Zhang Xiangchen (张向晨; born June 1965) is a Chinese diplomat who currently serves as the Deputy Director-General of the World Trade Organization (WTO). He is a member of the Chinese Communist Party. Zhang holds a Bachelor of Laws degree, a master's degree in international relations theory, and a doctorate in international politics, all from Peking University.

== Biography ==
Zhang Xiangchen was born in June 1965 in Laishui County, Hebei Province. He joined the Chinese Communist Party in November 1985 and began working in April 1991 after completing his studies at Peking University. He served successively as Deputy Division Director and Division Director in the Department of International Affairs of the former Ministry of Foreign Trade and Economic Cooperation (MOFTEC). In July 2000, he was appointed Deputy Director-General of the Department of International Affairs. In November 2001, he became Deputy Director-General of the Department of World Trade Organization Affairs and concurrently deputy director of the China WTO Notification and Enquiry Center.

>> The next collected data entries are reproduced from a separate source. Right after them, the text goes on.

Issue #705, opened 2017-01-25
Decaffeinate the codebase


honzajavorek:
[Decaffeinate](https://github.com/decaffeinate/decaffeinate) dredd and [dredd-transactions](https://github.com/apiaryio/dredd-transactions). CoffeeScript did great things for the JavaScript ecosystem and it will be in our hearts forever, together with good memories.

However, the times has changed. ES2015 rules the world now. [Apiary](https://github.com/apiaryio) decided to adopt latest ECMAScript versions for new projects. I've written our stands [here](https://github.com/coffeescript6/discuss/issues/32#issuecomment-246619091). There is no official push to have Dredd as JavaScript, but I think it's better for its future.

For a project to be viable Open Source in the JavaScript world of today it's crucial not to repel contributors by using a language, which is provably fading away. Therefore we should try to eventually migrate the codebases towards JavaScript.

honzajavorek:
This should be linked from contributing docs.

honzajavorek:
Thanks to @michalholasek we are JavaScript now!

<img width="321" alt="image" src="https://user-images.githubusercontent.com/283441/35810410-ed56a604-0a8b-11e8-98a6-dd15e46f5ab2.png">

PR #712, opened 2017-02-08
Dumb implementation for support --port and --host for hooks server

ddelnano:

To allow compliant hooks servers to listen on different ports and ip addresses

https://github.com/apiaryio/dredd-hooks-template/issues/11
https://github.com/apiaryio/dredd-hooks-template/pull/17

Still very much WIP since I believe there will need to be a discussion on what flags the hooks servers should look for (php already uses `--port` and `--host` but this can be up for discussion), how to stage these changes amongst the projects, etc.  I just wanted to get the simplest thing done so that I could run the dredd-hooks-php cucumber tests with [this](https://github.com/apiaryio/dredd-hooks-template/pull/17) new test to validate it works properly.

### DIFF
--- a/src/hooks-worker-client.coffee
+++ b/src/hooks-worker-client.coffee
@@ -163,10 +163,10 @@ class HooksWorkerClient
         callback()
 
   spawnHandler: (callback) ->
-    pathGlobs = [].concat ["--port", "#{@handlerPort}", "--host", "#{@handlerHost}"], @runner.hooks?.configuration?.options?.hookfiles
+    args = [].concat ["--port", "#{@handlerPort}", "--host", "#{@handlerHost}"], @runner.hooks?.configuration?.options?.hookfiles
 
-    logger.info("Spawning `#{@language}` hooks handler process with command `#{@handlerCommand} #{pathGlobs.join ","}`.")
-    @handler = crossSpawn.spawn @handlerCommand, pathGlobs
+    logger.info("Spawning `#{@language}` hooks handler process with command `#{@handlerCommand} #{args.join ","}`.")
+    @handler = crossSpawn.spawn @handlerCommand, args
 
     @handler.stdout.on 'data', (data) ->
       logger.info("Hooks handler stdout:", data.toString())
--- a/src/hooks-worker-client.coffee
+++ b/src/hooks-worker-client.coffee
@@ -164,7 +164,6 @@ class HooksWorkerClient
 
   spawnHandler: (callback) ->
     pathGlobs = [].concat ["--port", "#{@handlerPort}", "--host", "#{@handlerHost}"], @runner.hooks?.configuration?.options?.hookfiles
-    console.info pathGlobs
 
     logger.info("Spawning `#{@language}` hooks handler process with command `#{@handlerCommand} #{pathGlobs.join ","}`.")
     @handler = crossSpawn.spawn @handlerCommand, pathGlobs
--- a/src/hooks-worker-client.coffee
+++ b/src/hooks-worker-client.coffee
@@ -163,7 +163,7 @@ class HooksWorkerClient
         callback()
 
   spawnHandler: (callback) ->
-    args = [].concat ["--port", "#{@handlerPort}", "--host", "#{@handlerHost}"], @runner.hooks?.configuration?.options?.hookfiles
+    args = [].concat ["--port=#{@handlerPort}","--host=#{@handlerHost}"], @runner.hooks?.configuration?.options?.hookfiles
 
     logger.info("Spawning `#{@language}` hooks handler process with command `#{@handlerCommand} #{args.join ","}`.")
     @handler = crossSpawn.spawn @handlerCommand, args
--- a/src/hooks-worker-client.coffee
+++ b/src/hooks-worker-client.coffee
@@ -163,9 +163,10 @@ class HooksWorkerClient
         callback()
 
   spawnHandler: (callback) ->
-    pathGlobs = [].concat @runner.hooks?.configuration?.options?.hookfiles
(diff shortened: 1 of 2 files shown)


src/hooks-worker-client.coffee
```diff
@@ -163,9 +163,10 @@ class HooksWorkerClient
         callback()
 
   spawnHandler: (callback) ->
-    pathGlobs = [].concat @runner.hooks?.configuration?.options?.hookfiles
+    pathGlobs = [].concat ["--port", "#{@handlerPort}", "--host", "#{@handlerHost}"], @runner.hooks?.configuration?.options?.hookfiles
```
honzajavorek: Also, lately I tend to prefer to have all Dredd options in the `--option=value` format, consistently. In the case of Dredd itself, both formats should work, I just wanted to choose one way to go and stick with it.

src/hooks-worker-client.coffee
```diff
@@ -163,9 +163,10 @@ class HooksWorkerClient
...
+    console.info pathGlobs
```
ddelnano: Yep, removed it.

src/hooks-worker-client.coffee
ddelnano: Updated both of these.

ddelnano:
## Todo
- [ ] Find out impact for existing hook servers
- [ ] Finish discussion on if this is what we want.  I like the idea of Dredd being able to discover if hooks support these flags at runtime but this is a much bigger change.

ungrim97:
Will require an update to support the port/host arguments. Passing them in to the current version shouldn't break anything. (it will look for hookfiles files called --port=1234 and --host=127.0.0.1 but obviously won't find one and will skip them)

In July 2005, Zhang was promoted to Director-General of the Department of WTO Affairs and concurrently Director of the China WTO Notification and Enquiry Center. In June 2008, he was appointed Deputy Permanent Representative and Minister (Director-General level) of the Permanent Mission of China to the WTO. In August 2011, he became Director-General of the Policy Research Office of the Ministry of Commerce.

In August 2013, Zhang was appointed Assistant Minister of Commerce and a member of the Party Leadership Group. In April 2015, he was promoted to Vice Ministerial-level Deputy International Trade Representative and continued as a member of the Party Leadership Group. In February 2017, Zhang was appointed Permanent Representative and Ambassador Extraordinary and Plenipotentiary of China to the WTO, concurrently serving as Deputy Permanent Representative to the United Nations Office at Geneva and other international organizations in Switzerland.

In November 2020, he became a member of the Party Leadership Group of the Ministry of Commerce and was later appointed Vice Minister in December 2020, a position he left in 2021. On 4 February 2021, Chinese President Xi Jinping formally removed Zhang from his ambassadorial posts in Geneva. On 4 May 2021, WTO Director-General Ngozi Okonjo-Iweala announced Zhang as one of the four new Deputy Directors-General of the organization.